PROVIDED RECORDS START

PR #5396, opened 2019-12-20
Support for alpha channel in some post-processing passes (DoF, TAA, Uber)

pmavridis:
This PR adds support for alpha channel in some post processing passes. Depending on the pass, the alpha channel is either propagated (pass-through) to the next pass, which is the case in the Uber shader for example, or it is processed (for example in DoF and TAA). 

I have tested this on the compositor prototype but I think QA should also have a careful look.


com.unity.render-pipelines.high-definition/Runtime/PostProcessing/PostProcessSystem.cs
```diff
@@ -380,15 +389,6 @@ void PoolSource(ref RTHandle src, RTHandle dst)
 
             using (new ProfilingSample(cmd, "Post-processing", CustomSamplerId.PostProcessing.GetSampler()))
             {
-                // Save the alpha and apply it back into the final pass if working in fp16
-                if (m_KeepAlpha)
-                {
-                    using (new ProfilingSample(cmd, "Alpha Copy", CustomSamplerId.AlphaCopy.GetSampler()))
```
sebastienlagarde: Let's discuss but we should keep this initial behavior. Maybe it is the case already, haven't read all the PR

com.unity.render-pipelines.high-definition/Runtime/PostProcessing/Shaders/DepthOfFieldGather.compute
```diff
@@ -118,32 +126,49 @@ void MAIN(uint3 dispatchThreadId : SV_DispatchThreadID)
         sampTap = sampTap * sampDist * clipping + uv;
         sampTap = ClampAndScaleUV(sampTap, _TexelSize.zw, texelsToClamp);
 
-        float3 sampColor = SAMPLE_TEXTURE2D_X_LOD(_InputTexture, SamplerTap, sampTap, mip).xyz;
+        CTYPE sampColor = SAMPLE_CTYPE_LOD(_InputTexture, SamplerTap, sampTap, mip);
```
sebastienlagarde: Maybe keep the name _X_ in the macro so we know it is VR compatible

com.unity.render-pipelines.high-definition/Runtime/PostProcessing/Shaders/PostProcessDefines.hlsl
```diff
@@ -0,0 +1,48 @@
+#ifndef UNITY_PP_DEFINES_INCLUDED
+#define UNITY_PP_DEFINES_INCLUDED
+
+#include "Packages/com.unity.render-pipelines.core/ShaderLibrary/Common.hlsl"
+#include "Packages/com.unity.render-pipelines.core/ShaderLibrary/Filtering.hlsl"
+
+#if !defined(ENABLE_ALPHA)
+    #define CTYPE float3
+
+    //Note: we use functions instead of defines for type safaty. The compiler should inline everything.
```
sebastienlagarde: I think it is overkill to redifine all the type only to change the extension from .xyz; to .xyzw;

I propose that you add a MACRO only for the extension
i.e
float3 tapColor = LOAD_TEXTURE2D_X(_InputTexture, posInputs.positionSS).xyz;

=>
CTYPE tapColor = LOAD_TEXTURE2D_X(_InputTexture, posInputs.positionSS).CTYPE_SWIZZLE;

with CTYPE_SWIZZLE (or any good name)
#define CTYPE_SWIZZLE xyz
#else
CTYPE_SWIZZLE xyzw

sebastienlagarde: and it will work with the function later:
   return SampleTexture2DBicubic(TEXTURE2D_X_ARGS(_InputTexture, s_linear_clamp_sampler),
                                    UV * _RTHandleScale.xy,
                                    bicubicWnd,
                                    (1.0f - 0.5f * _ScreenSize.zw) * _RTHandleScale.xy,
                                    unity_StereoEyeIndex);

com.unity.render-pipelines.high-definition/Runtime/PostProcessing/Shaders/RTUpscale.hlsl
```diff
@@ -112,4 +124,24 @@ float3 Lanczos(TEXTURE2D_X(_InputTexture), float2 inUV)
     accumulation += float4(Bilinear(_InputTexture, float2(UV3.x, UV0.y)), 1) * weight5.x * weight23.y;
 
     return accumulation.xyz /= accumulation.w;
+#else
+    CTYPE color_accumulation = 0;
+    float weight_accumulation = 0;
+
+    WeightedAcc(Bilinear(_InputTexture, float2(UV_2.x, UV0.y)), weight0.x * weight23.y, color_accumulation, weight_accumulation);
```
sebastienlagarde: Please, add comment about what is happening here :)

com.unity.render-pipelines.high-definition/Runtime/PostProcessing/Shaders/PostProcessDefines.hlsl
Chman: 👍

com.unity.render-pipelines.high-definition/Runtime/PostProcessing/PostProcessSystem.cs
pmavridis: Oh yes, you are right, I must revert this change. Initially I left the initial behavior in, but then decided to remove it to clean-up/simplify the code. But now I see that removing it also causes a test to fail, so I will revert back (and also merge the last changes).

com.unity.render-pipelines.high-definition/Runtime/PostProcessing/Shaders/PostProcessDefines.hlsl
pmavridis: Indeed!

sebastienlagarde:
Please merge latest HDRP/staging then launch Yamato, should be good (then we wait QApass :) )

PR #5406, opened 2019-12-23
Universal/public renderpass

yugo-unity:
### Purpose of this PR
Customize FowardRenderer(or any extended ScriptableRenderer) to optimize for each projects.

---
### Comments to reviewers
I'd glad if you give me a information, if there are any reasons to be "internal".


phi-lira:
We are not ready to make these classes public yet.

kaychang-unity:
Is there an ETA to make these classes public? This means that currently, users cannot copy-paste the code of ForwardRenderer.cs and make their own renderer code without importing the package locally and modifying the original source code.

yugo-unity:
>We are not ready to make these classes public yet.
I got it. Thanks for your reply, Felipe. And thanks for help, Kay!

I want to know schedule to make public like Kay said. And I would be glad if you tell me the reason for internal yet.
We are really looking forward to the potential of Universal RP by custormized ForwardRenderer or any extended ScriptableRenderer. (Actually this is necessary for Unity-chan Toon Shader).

PROVIDED RECORDS END

• DESCRIPTION OF THE TASK: In how many lines of the records does the word "behavior" appear? Answer with the number only.

• EXERCISE RESPONSE: 2